---- DATA FOR THE TASK

PR #405, opened 2023-07-31
gr716: implement multi driver

lukileczo:
JIRA: RTOS-534

## Types of changes

## How Has This Been Tested?

- [x] New test added: https://github.com/phoenix-rtos/phoenix-rtos-tests/pull/232

## Checklist:

## Special treatment

### DIFF
--- a/multi/gr716-multi/adc.c
+++ b/multi/gr716-multi/adc.c
@@ -1,0 +1,269 @@
+/*
+ * Phoenix-RTOS
+ *
+ * GR716 ADC driver
+ *
+ * Copyright 2023 Phoenix Systems
+ * Author: Lukasz Leczkowski
+ *
+ * This file is part of Phoenix-RTOS.
+ *
+ * %LICENSE%
+ */
+
+#include <errno.h>
+#include <sys/interrupt.h>
+#include <sys/platform.h>
+#include <sys/types.h>
+#include <sys/threads.h>
+#include <phoenix/arch/gr716.h>
+
+#include "adc.h"
+#include "common.h"
+#include "gr716-multi.h"
+
+
+#define ADC_CNT 8
+
+#define ADC0_BASE ((void *)0x80400000)
+#define ADC1_BASE ((void *)0x80401000)
+#define ADC2_BASE ((void *)0x80402000)
+#define ADC3_BASE ((void *)0x80403000)
+#define ADC4_BASE ((void *)0x80404000)
+#define ADC5_BASE ((void *)0x80405000)
+#define ADC6_BASE ((void *)0x80406000)
+#define ADC7_BASE ((void *)0x80407000)
+
+#define ADC0_IRQ 28
+#define ADC1_IRQ 29
+#define ADC2_IRQ 30
+#define ADC3_IRQ 31
+#define ADC4_IRQ 28
+#define ADC5_IRQ 29
+#define ADC6_IRQ 30
+#define ADC7_IRQ 31
+
+#define ADC_DEFAULT_SR (200 * 1000) /* 200 kSps */
+
+/* ADC registers */
+#define ADC_CTRL      0  /* Control register : 0x00 */
+#define ADC_SAMP_CTRL 1  /* Sampling control register : 0x04 */
+#define ADC_SEQ_CTRL  2  /* Sequence control register : 0x08 */
+#define ADC_SEQ_SYNC  3  /* Sequence sync register : 0x0C */
+#define ADC_STATUS    4  /* Status register : 0x10 */
+#define ADC_IRQ       5  /* Interrupt register : 0x14 */
+#define ADC_IRQ_MSK   6  /* Interrupt mask register : 0x18 */
+#define ADC_PRE_AMP   7  /* Pre-amplifier control register : 0x1C */
+#define ADC_HI_LVL    8  /* High level detection register : 0x20 */
+#define ADC_LO_LVL    9  /* Low level detection register : 0x24 */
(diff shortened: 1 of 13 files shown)


multi/gr716-multi/adc.h
```diff
@@ -0,0 +1,26 @@
...
+#define _MULTI_ADC_H_
+
+
+#include <sys/msg.h>
+
+
+extern void adc_handleMsg(msg_t *msg, int dev);
+
+
+extern int adc_init(void);
```
agkaminski, line 23: Lets phase out these `extern`s
```suggestion
void adc_handleMsg(msg_t *msg, int dev);


int adc_init(void);
```

multi/gr716-multi/adc.c
```diff
@@ -0,0 +1,261 @@
...
+}
+
+
+static void adc_handleDevCtl(msg_t *msg, int dev)
+{
+	multi_i_t *idevctl = (multi_i_t *)msg->i.raw;
+	multi_o_t *odevctl = (multi_o_t *)msg->o.raw;
+
+	dev -= id_adc0;
+	if ((dev >= ADC_CNT) || adc_info[dev].active == 0) {
```
agkaminski, line 164:
```suggestion
	if ((dev < 0) || (dev >= ADC_CNT) || adc_info[dev].active == 0) {
```

multi/gr716-multi/adc.c
```diff
@@ -0,0 +1,261 @@
...
+}
+
+
+void adc_handleMsg(msg_t *msg, int dev)
+{
+	switch (msg->type) {
+		case mtOpen:
+		case mtClose:
+		case mtWrite:
+		case mtRead:
```
agkaminski, line 193: We could handle `mtRead` based on `msg->i.io.oid.id`. Ofc we need a file in /dev per each adc

agkaminski (commented):
Partial review for now

multi/gr716-multi/adc.c
```diff
@@ -0,0 +1,268 @@
+/*
+ * Phoenix-RTOS
+ *
+ * GR716 ADC driver
+ *
+ * Copyright 2023 Phoenix Systems
```
agkaminski, line 6: Author is missing in all files

multi/gr716-multi/common.h
```diff
@@ -0,0 +1,42 @@
...
+ */
+
+#ifndef _GR716_MULTI_COMMON_H_
+#define _GR716_MULTI_COMMON_H_
+
+
+#include <stdint.h>
+
+
+#define SYSCLK_FREQ 50 * 1000 * 1000
```
agkaminski, line 20:
```suggestion
#define SYSCLK_FREQ (50 * 1000 * 1000)
```

multi/gr716-multi/gpio.c
```diff
@@ -0,0 +1,226 @@
...
+	volatile uint32_t *gpio = gpio_portToAddr(port);
+
+	if (gpio == NULL) {
+		return -EINVAL;
+	}
+
+	mutexLock(gpio_common.lock);
+	clearedMsk = *(gpio + GPIO_OUT) & ~clear;
+	*(gpio + GPIO_DIR) = clearedMsk | set;
+	mutexUnlock(gpio_common.lock);
```
agkaminski, line 107: I guess it's not possible to perform atomic `and` and `or` here (from `common`)? This would allow us to skip mutex

agkaminski: If it would be possible in case of direction too, mutex could be removed altogether

multi/gr716-multi/gr716-multi.c
```diff
@@ -0,0 +1,323 @@
...
+
+			case mtCreate:
+				msg.o.create.err = -ENOSYS;
+				break;
+
+			case mtTruncate:
+			case mtDestroy:
+			case mtLookup:
+			case mtLink:
+			case mtUnlink:
```
agkaminski, line 163: Better to return 0 on link and unlink - if we return error on unlink sad stuff happens when removing special file - error is returned in shell, but the file is still removed from the filesystem

multi/gr716-multi/gr716-multi.c
```diff
@@ -0,0 +1,323 @@
...
+
+	while (1) {
+		while (msgRecv(multi_common.multiOid.port, &msg, &rid) < 0) {
+		}
+
+		switch (msg.type) {
+			case mtRead:
+			case mtWrite:
+			case mtGetAttr:
+			case mtSetAttr:
```
agkaminski, line 145: Do we really handle these messages in `multi_dispatchMsg`?

multi/gr716-multi/spi.c
```diff
@@ -0,0 +1,359 @@
...
+			break;
+	}
+}
+
+
+void spi_handleMsg(msg_t *msg, int dev)
+{
+	switch (msg->type) {
+		case mtGetAttr:
+		case mtSetAttr:
```
agkaminski, line 284: These msg types return error in the different field, applies to adc too

agkaminski (commented):
Sorry for late review 👉👈

multi/gr716-multi/gpio.c
lukileczo: well, I tried to use it but I think it didn't want to work, I'll check again

lukileczo: I couldn't get atomic set & clear to work, but I use gpio logical `or` and `and` registers now

agkaminski (approved):
LGTM

PR #412, opened 2023-08-31
mpu6000: add lpf selection argument

niewim19:
JIRA: PP-171

## Description

Adding argument to driver start so it is selectable. No argument defaults to no filtering. Examples of correct arguments to mpu6000:
| Command                                    | spi device   | ss selection | lpf selection |
|--------------------------------------------|--------------|--------------|---------------|
|   `sbin/sensors -s mpu6000:/dev/spi0.2::3` |  /dev/spi0.2 | none         | 3             |
|   `sbin/sensors -s mpu6000:/dev/spi0.2`    |  /dev/spi0.2 | none         | 0 (default)   |
| `sbin/sensors -s mpu6000:/dev/spi0.2:1`    |  /dev/spi0.2 | 1            | 0 (default)   |
| `sbin/sensors -s mpu6000:/dev/spi0.2:1:4`  | /dev/spi0.2  | 1            | 4             |

## Motivation and Context

mpu6000 has a low pass filter which offers good quality filtering.

## Types of changes

## How Has This Been Tested?

## Checklist:

## Special treatment

### DIFF
--- a/sensors/imu/mpu6000.c
+++ b/sensors/imu/mpu6000.c
@@ -80,6 +80,7 @@ typedef struct {
 	oid_t spiSS;
 	sensor_event_t evtAccel;
 	sensor_event_t evtGyro;
+	uint8_t lpfSel;
 	char stack[512] __attribute__((aligned(8)));
 } mpu6000_ctx_t;
 
@@ -156,7 +157,7 @@ static int mpu6000_hwSetup(mpu6000_ctx_t *ctx)
 	}
 
 	/* Sampling rate and LPF config */
-	if (spiWriteReg(ctx, REG_CONFIG, VAL_CONFIG_DLPF_CFG_256HZ) < 0) {
+	if (spiWriteReg(ctx, REG_CONFIG, ctx->lpfSel) < 0) {
 		return -1;
 	}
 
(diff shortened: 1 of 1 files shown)


sensors/imu/mpu6000.c
```diff
@@ -280,7 +282,21 @@ static int mpu6000_alloc(sensor_info_t *info, const char *args)
...
 	if (ss != NULL) {
 		*(ss++) = '\0';
+
+		lpfChr = strchr(ss, ':');
+		if (lpfChr != NULL) {
+			*(lpfChr++) = '\0';
+
+			errno = EOK;
+			lpfSel = strtoul(lpfChr, NULL, 10);
+			if (lpfSel > 7 || (lpfSel == 0 && errno != EOK)) {
```
agkaminski, line 292: `lpfSel == 0` is somewhat redundant but it gives performance boost (as no access to `errno` is needed when it's not zero). It causes us to miss ERANGE, but lpfSel > 7 protect against it. So the current code is 100%, but errno check should enough. I won't insist a change here. 
```suggestion
			if ((lpfSel > 7) || (errno != EOK)) {
```

agkaminski (approved):

sensors/imu/mpu6000.c
niewim19: You`re right - this can be written shorter. I`ll consider such syntax in future use of `strto*` functions - thanks!. Leaving as is to not force additional changes as already approved :)

PR #421, opened 2023-09-14
imxrt-multi: support for non-blocking operations on CM4 devices

ziemleszcz:
JIRA: NIL-441

Fix non-blocking read() & write() calls.

## Motivation and Context

Non-blocking mode is used by serial device in core-libs.

## Types of changes

## How Has This Been Tested?

- [x] Tested by hand on: (imxrt1176).

## Checklist:

## Special treatment

### DIFF
--- a/multi/imxrt-multi/cm4.c
+++ b/multi/imxrt-multi/cm4.c
@@ -11,6 +11,7 @@
 
 #include <stdio.h>
 #include <errno.h>
+#include <fcntl.h>
 #include <string.h>
 #include <stdint.h>
 #include <sys/msg.h>
@@ -69,6 +70,10 @@ struct {
 	struct {
 		fifo_t rx;
 		fifo_t tx;
+		struct {
+			uint8_t busy : 1;
+			uint8_t nonblock : 1;
+		} state;
 	} channel[chanLen];
 
 	handle_t lock;
@@ -189,6 +194,39 @@ static int mu_irqHandler(unsigned int n, void *arg)
 }
 
 
+static ssize_t chanOpen(id_t id, int flags)
+{
+	if ((id < chan0) || (id > chan3)) {
+		return -EINVAL;
+	}
+
+	if (m4_common.channel[id].state.busy == 1) {
+		return -EBUSY;
+	}
+
+	m4_common.channel[id].state.busy = 1;
+	m4_common.channel[id].state.nonblock = ((flags & O_NONBLOCK) != 0) ? 1 : 0;
+
+	return EOK;
+}
+
+
+static ssize_t chanClose(id_t id)
+{
+	if ((id < chan0) || (id > chan3)) {
+		return -EINVAL;
+	}
+
+	if (m4_common.channel[id].state.busy == 0) {
+		return -EBADF;
+	}
+
+	m4_common.channel[id].state.busy = 0;
+
+	return EOK;
+}
+
+
 static ssize_t chanRead(id_t id, void *buff, size_t bufflen)
 {
 	unsigned char *tbuff = buff;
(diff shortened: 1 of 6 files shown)


multi/imxrt-multi/cm4.c
```diff
@@ -69,6 +70,10 @@ struct {
 	struct {
 		fifo_t rx;
 		fifo_t tx;
+		struct {
+			uint8_t busy : 1;
+			uint8_t nonblock : 1;
+		} state;
```
agkaminski, line 76: As bitfields these might prove dangerous to use without a lock. Perhaps separate `volatile int`s?

multi/imxrt-multi/cm4.c
```diff
@@ -207,6 +245,10 @@ static ssize_t chanRead(id_t id, void *buff, size_t bufflen)
 		}
 	}
 
+	if (i == 0 && m4_common.channel[id].state.nonblock == 1) {
+		i = -EWOULDBLOCK;
+	}
```
agkaminski, line 250: I'm not sure about this, as it's always non-blocking, but if we open with `O_NONBLOCK` then we'll return `EWOULDBLOCK`, otherwise zero anyway... Maybe for now always assume `O_NONBLOCK`? But I guess as a hot-fix you need it's ok.

multi/imxrt-multi/cm4.c
```diff
@@ -233,6 +275,10 @@ static ssize_t chanWrite(id_t id, const void *buff, size_t bufflen)
 		setTXirq(id, 1);
 	}
 
+	if (i == 0 && m4_common.channel[id].state.nonblock == 1) {
+		i = -EWOULDBLOCK;
```
gerard5, line 279: On some systems `EWOULDBLOCK != EAGAIN`, and `EWOULDBLOCK` is used for sockets. In phoenix-rtos [EAGAIN is defined first](https://github.com/phoenix-rtos/phoenix-rtos-kernel/blob/master/include/errno.h#L30), and [EWOULDBLOCK is an alias](https://github.com/phoenix-rtos/phoenix-rtos-kernel/blob/master/include/errno.h#L59). Quoting the [Open Group](https://pubs.opengroup.org/onlinepubs/009604599/functions/read.html):

normal fd:
2023-09-15-102159_789x44_scrot
pipe:
2023-09-15-102144_955x77_scrot
socket:
2023-09-15-102016_1096x122_scrot

multi/imxrt-multi/cm4.c
```diff
@@ -207,6 +245,10 @@ static ssize_t chanRead(id_t id, void *buff, size_t bufflen)
 		}
 	}
 
+	if (i == 0 && m4_common.channel[id].state.nonblock == 1) {
+		i = -EWOULDBLOCK;
```
gerard5, line 249: On some systems `EWOULDBLOCK != EAGAIN`, and `EWOULDBLOCK` is used for sockets. In phoenix-rtos [EAGAIN is defined first](https://github.com/phoenix-rtos/phoenix-rtos-kernel/blob/master/include/errno.h#L30), and [EWOULDBLOCK is an alias](https://github.com/phoenix-rtos/phoenix-rtos-kernel/blob/master/include/errno.h#L59). Quoting the [Open Group](https://pubs.opengroup.org/onlinepubs/009604599/functions/read.html):

normal fd:
2023-09-15-102159_789x44_scrot
pipe:
2023-09-15-102144_955x77_scrot
socket:
2023-09-15-102016_1096x122_scrot

multi/imxrt-multi/cm4.c
ziemleszcz: chanOpen() & chanClose() are protected by common mutex.

multi/imxrt-multi/cm4.c
ziemleszcz: Blocking mode is still used by `cm4-tool` so we can't always return `EWOULDBLOCK`.

multi/imxrt-multi/cm4.c
agkaminski: Right, sorry

multi/imxrt-multi/cm4.c
gerard5: I pointed to POSIX, phoenix-rtos (code-base) aspires to be POSIX compliant.

agkaminski (approved):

--------

### TASK DIRECTIONS:
Every line above that holds the string "level" should be returned.

### SOLUTION TO THE EXERCISE:
+#define ADC_HI_LVL    8  /* High level detection register : 0x20 */
+#define ADC_LO_LVL    9  /* Low level detection register : 0x24 */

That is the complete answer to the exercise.